Entries supplied:
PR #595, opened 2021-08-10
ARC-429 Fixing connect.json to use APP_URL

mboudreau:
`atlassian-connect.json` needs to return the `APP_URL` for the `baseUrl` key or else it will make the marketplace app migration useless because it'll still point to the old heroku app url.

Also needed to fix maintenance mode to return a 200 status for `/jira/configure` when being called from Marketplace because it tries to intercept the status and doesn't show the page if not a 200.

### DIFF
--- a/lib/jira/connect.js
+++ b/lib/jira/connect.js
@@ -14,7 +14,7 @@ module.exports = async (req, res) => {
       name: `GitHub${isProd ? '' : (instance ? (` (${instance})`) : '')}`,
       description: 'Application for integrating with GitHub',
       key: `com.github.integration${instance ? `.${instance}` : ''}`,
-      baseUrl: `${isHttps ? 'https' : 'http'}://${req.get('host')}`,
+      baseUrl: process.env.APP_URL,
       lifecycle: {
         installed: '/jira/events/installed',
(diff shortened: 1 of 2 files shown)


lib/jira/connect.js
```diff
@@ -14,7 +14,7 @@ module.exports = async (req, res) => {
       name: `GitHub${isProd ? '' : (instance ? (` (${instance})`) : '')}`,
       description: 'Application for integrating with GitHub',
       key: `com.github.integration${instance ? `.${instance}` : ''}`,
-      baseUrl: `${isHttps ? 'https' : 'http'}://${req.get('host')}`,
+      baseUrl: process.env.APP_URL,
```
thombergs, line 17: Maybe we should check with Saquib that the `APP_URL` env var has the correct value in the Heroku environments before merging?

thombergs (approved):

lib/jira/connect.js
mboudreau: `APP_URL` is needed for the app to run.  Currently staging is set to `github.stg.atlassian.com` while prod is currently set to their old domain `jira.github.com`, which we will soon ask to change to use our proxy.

Exercise prompt:
For each line above that contains "connect", make a copy.

Exercise result:
ARC-429 Fixing connect.json to use APP_URL
`atlassian-connect.json` needs to return the `APP_URL` for the `baseUrl` key or else it will make the marketplace app migration useless because it'll still point to the old heroku app url.
--- a/lib/jira/connect.js
+++ b/lib/jira/connect.js
lib/jira/connect.js
lib/jira/connect.js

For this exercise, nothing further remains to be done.